* [Instructions for the task]: Go through the entries and count the lines with the string "repository" in them. Give only that number.

=== Excerpted records ===

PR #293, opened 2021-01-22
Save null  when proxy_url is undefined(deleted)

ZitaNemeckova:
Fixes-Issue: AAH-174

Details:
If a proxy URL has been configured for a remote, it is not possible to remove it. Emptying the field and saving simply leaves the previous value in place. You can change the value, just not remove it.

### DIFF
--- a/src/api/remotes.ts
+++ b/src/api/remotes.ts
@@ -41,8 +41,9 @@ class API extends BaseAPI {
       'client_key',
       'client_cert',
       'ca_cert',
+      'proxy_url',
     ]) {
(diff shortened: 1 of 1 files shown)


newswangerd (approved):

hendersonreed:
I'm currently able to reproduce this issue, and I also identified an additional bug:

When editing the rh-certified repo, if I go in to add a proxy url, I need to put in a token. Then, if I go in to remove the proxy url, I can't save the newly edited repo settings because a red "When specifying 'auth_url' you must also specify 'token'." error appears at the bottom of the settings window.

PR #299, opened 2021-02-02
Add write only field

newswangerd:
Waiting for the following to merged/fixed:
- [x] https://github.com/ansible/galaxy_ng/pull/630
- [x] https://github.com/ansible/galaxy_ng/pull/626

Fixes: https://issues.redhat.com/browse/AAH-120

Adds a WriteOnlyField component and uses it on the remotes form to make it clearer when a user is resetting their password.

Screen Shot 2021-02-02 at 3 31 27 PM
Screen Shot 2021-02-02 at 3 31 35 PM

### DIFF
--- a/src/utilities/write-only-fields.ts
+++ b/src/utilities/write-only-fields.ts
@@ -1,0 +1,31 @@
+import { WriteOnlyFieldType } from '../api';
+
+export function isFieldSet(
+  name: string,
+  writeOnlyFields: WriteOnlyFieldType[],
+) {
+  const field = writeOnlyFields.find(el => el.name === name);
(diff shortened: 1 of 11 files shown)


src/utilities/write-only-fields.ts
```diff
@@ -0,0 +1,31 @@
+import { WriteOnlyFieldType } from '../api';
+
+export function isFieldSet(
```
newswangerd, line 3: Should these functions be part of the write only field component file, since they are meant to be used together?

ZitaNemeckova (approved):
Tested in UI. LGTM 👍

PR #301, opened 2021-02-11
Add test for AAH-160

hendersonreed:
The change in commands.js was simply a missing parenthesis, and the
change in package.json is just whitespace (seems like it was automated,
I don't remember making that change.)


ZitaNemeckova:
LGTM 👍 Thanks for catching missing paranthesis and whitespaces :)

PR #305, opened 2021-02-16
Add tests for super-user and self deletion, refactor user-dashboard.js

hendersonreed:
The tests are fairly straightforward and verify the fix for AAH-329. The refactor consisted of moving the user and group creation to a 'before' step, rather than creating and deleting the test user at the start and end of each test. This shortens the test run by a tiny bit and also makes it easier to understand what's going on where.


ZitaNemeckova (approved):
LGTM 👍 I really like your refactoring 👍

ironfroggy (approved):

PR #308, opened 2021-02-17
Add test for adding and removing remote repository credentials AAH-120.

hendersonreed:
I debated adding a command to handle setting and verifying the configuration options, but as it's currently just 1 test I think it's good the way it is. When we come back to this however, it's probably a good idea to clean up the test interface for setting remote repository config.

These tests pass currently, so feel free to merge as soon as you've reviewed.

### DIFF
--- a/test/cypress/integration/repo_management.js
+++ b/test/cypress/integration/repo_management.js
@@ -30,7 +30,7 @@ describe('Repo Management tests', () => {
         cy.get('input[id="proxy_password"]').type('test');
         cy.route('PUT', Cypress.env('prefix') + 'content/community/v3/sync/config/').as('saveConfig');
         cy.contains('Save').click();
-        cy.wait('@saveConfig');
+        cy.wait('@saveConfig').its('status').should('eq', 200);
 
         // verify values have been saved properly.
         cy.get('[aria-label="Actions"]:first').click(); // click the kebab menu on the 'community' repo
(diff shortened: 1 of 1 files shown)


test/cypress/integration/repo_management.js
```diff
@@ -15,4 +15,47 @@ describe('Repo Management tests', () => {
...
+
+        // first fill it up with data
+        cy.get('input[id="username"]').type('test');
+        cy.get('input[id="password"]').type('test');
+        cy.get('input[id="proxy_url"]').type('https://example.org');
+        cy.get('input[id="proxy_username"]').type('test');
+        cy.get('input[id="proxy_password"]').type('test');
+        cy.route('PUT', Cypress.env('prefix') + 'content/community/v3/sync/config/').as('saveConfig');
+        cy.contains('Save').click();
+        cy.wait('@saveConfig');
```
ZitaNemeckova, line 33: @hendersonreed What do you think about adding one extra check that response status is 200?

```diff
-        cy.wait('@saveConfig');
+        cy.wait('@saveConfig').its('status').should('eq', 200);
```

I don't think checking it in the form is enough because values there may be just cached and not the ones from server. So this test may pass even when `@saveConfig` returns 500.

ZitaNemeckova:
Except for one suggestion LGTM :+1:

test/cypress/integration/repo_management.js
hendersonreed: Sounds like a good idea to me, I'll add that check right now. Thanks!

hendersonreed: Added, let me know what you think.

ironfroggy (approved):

===

* [Exercise output]: 2